Bangor Daily News | BDN
Bangor Daily News | BDN
By Sharon Kiley Mack, BDN Staff

MACHIAS, Maine — Sheriff Donnie Smith stunned the Washington County commissioners Thursday night when he announced that earlier in the day he had filed a lawsuit against the Maine Drug Enforcement Agency in Penobscot County under the state’s Freedom of Access law.

The commissioners said they were unaware Smith was planning a lawsuit, and they had no prior knowledge of his actions.

Smith said he is seeking information about an alleged investigation by MDEA in which one or more of Smith’s deputies may have taken or misappropriated $3,000 in drug “buy” money while on assignment with the MDEA.

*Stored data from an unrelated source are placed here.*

PR #2016, opened 2026-07-23
bugfix: reconcile max_seqs_per_batch with max_concurrent_requests.

Kang-Meng:
- Align the scheduler batch cap and the service admission cap at
  startup in initialize_configs(): min when both > 0, the non-zero
  one when one is 0, LOG(FATAL) when both are 0. Downstream users
  (Master, Engine, BlockManagerPool, RateLimiter, ProfileManager)
  now see the same effective cap on both fields.
- Drop the scheduler default from 1024 to 200 so it matches
  ServiceConfig::max_concurrent_requests out of the box (keeps the
  gflag DEFINE_* and the PROPERTY in-class default in sync per
  custom-code-style §10).
- Fix VLM and Rec engines silently dropping max_seqs_per_batch
  when building BlockManagerPool::Options -- the SINGLE block pool
  was falling back to a 2-slot capacity (1 padding + 1 usable),
  effectively capping concurrent sequences at 1 on those paths.
- Tighten a few unit tests that relied on the pool default being
  0 by setting .max_seqs_per_batch(0) explicitly, so the intent to
  drive the SINGLE pool from num_single_blocks alone stays local
  and does not depend on Options' default value.

image

### DIFF
--- a/tests/core/framework/block/block_manager_test.cpp
+++ b/tests/core/framework/block/block_manager_test.cpp
@@ -24,7 +24,6 @@ limitations under the License.
 #include "block_manager_pool.h"
 #include "common/global_flags.h"
 #include "core/framework/config/scheduler_config.h"
-#include "core/framework/config/service_config.h"
 #include "framework/block/block_manager_pool_test_peer.h"
 #include "framework/block/linear_state_block_manager.h"
 #include "framework/model/model_input_params.h"
@@ -164,8 +163,12 @@ BlockManagerPool::Options make_linear_state_pool_options(
   BlockManagerPool::Options options;
   options.num_blocks(8).host_num_blocks(0).block_size(4).enable_prefix_cache(
       true);
-  options.num_single_blocks(4).enable_linear_state(true).linear_state_num_slots(
-      linear_state_num_slots);
+  // Zero out max_seqs_per_batch so the SINGLE pool is sized purely by
+  // num_single_blocks (otherwise the pool takes the max of the two).
+  options.max_seqs_per_batch(0)
+      .num_single_blocks(4)
+      .enable_linear_state(true)
+      .linear_state_num_slots(linear_state_num_slots);
   return options;
 }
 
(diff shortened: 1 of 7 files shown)


weizhehuang0827 (dismissed):

tests/core/framework/block/block_manager_test.cpp
```diff
@@ -375,20 +377,21 @@ TEST(BlockManagerPoolTest, TryAllocateKvFailureRollsBackSingleBlock) {
...
+  // 8+2 path would win; force num_single_blocks to be the winner by lowering
+  // the scheduler side).
   options.num_blocks(16)
       .host_num_blocks(0)
       .block_size(1)
+      .max_seqs_per_batch(0)
       .num_single_blocks(4)
       .enable_prefix_cache(false);
   options.enable_linear_state(true).linear_state_num_slots(64);
+  options.enable_linear_state(true).linear_state_num_slots(64);
```
yingxudeng: 重复两行

xllm/xllm.cpp
```diff
@@ -84,6 +85,33 @@ void initialize_configs() {
...
+    const int32_t service_cap = service_config.max_concurrent_requests();
+    int32_t effective_cap = 0;
+    if (scheduler_cap > 0 && service_cap > 0) {
+      effective_cap = std::min(scheduler_cap, service_cap);
+    } else if (scheduler_cap > 0) {
+      effective_cap = scheduler_cap;
+    } else if (service_cap > 0) {
+      effective_cap = service_cap;
+    } else {
+      LOG(FATAL) << "Both max_seqs_per_batch and max_concurrent_requests are "
```
yingxudeng, line 109: max_concurrent_requests=0 原来这样代表无限制，现在会变成未设置，并且覆盖成 200，这是语意的变化是否符合预期

yingxudeng:
目前 cicd npu 失败，请补充本地 npu 通过所有单测的截图

yingxudeng (approved):

weizhehuang0827 (approved):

Within the past five years, Smith has had three Washington County deputies assigned to MDEA, he said. He did not release their names nor did the lawsuit name them.

In December 2010, Smith wrote a letter to MDEA Director Roy McKinney asking for the records of the investigation. “I only asked for information about my deputies,” Smith said Thursday night.

On Jan. 3, 2011, Smith received a written reply from Christopher Parr, staff attorney of the Maine State Police, that stated that all the information Smith requested was considered confidential under state law.

“That is just not right,” Smith said Thursday night. “This is the public’s money, and the public has the right to know. I believe there may have been at least two felonies committed.”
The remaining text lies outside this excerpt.